這是貴嶼近十年來蹣跚治汙道路的縮影。早在21世紀初,分布散亂的廢舊回收、落後的拆解技術就對當地環境造成了嚴重破壞,貴嶼的土壤、水、空氣等基本生存條件都受到嚴重汙染,並因此成為國內外關注的焦點地區。2005年10月,國家發改委、環保總局等六部門將貴嶼列入全國首批“廢舊家電回收利用循環經濟試點單位”。2010年12月,貴嶼循環經濟產業園舉行了奠基儀式,當年廣東省經信委還將園區認定為“廣東省第一批省市共建循環經濟產業基地”。

業界普遍認為,貴嶼電子垃圾產業的最佳出路就是建立產業園區,既有利於管控廢舊電子材料的合法進出,又有利於采取技術升級手段減少汙染,但多種主客觀因素的製約,讓“集中入園治汙”多年未能邁出實質步伐。

潮陽區一些幹部在接受采訪時都向記者談到,國家相關部委特別強調循環經濟試點必須形成園區統一管理,可是,貴嶼僅有52平方公裏,很難找到一個符合土地規劃的地方來建設園區,試點工作因此進展緩慢。此外,一些業內專家對貴嶼廢舊電子產品的原料來源合法性抱有懷疑態度,“如果來源不合法、涉嫌走私,可能就會抹黑國家循環經濟試點。”

更深層次的原因則是不同部門對“循環經濟”的發展方向有不同考慮。知情人士說,環保部門傾向於重點整治環境、產業是其次;發改和經信部門則認為園區要確保電子拆解業的轉型升級。“圈區管理、集中拆解、集中治汙”在猶豫不決中浪費了近八年時間。

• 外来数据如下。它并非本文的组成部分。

Issue #4147, opened 2023-12-22
[CH] support function getarraystructfield


taiyang-li:
### Description

support function getarraystructfield

taiyang-li:
Let's do it!

PR #4210, opened 2023-12-27
[GLUTNE-4147][CH] Support GetArrayStructFields function for CH

taiyang-li:

(Fixes: \#4147)
 

Notice: current pr must be tested and merged after https://github.com/Kyligence/ClickHouse/pull/477 is merged


taiyang-li:
@zzcclp can you help review this change, thanks!

liuneng1994 (commented):
LGTM

gluten-core/src/main/scala/io/glutenproject/expression/UnaryExpressionTransformer.scala
```diff
@@ -215,3 +215,27 @@ case class RandTransformer(
     ExpressionBuilder.makeScalarFunction(functionId, inputNodes, typeNode)
   }
 }
+
+case class GetArrayStructFieldsTransformer(
```
rui-mo, line 219: Have you met any issue to use the default transformation? If not, maybe we don't need to add a specific transformer for this function.

gluten-core/src/main/scala/io/glutenproject/expression/UnaryExpressionTransformer.scala
```diff
@@ -215,3 +215,27 @@ case class RandTransformer(
...
+    substraitExprName: String,
+    child: ExpressionTransformer,
+    ordinal: Int,
+    numFields: Int,
+    containsNull: Boolean,
```
rui-mo, line 224: It seems numFields and containsNull are not added to the function arguments. Are they needed?

gluten-core/src/main/scala/io/glutenproject/expression/UnaryExpressionTransformer.scala
taiyang-li: Default transformation is not acceptable for current expr. Because ordinal should be passed as an extra argument in substrait scalar function, at least for CH backend(I'm not sure if it is needed by Velox backend)

gluten-core/src/main/scala/io/glutenproject/expression/UnaryExpressionTransformer.scala
taiyang-li: numFields and containsNull  are not needed in CH backend.

rui-mo (approved):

“2008年國際金融危機爆發,國際銅價暴跌,廢舊電子拆解業利潤驟降,市場萎靡不振,當時推動集中入園治汙成本最低、阻力最小,結果我們沒把握住這個契機,太遺憾了。”一位50多歲的貴嶼鎮幹部扼腕歎息。

結果,在2012年3月新一輪全麵整治前,貴嶼還有5169家廢舊拆解單位,其中3088家為廢舊電子電器拆解戶,從業人員超過十萬,空氣、河流和土壤仍舊遭到嚴重汙染。

2013年,《汕頭市貴嶼地區電子廢物汙染綜合整治方案》獲得廣東省政府批準。這份方案顯示,貴嶼將強製和引導拆解散戶逐步進入循環經濟產業園,以實現集中拆解和治理汙染的目的,進而推動產業轉型和升級。這一產業園總占地麵積2500畝、首期500畝,功能包括廢棄電器電子產品集中處理、廢舊塑料再生綜合利用、危險廢物處理、綜合廢物處理等。

汕頭市潮陽區區長林定亮告訴記者,這份方案其實是廣東省政府下達的“最後通牒”和貴嶼的“最後機會”,2015年必須建成統一拆解的園區,讓所有廢舊拆解企業入園。“明年年底前,如果不能徹底完成環境汙染的綜合整治任務,貴嶼鎮的電子垃圾拆解產業就隻能被徹底關停、全行業退出。”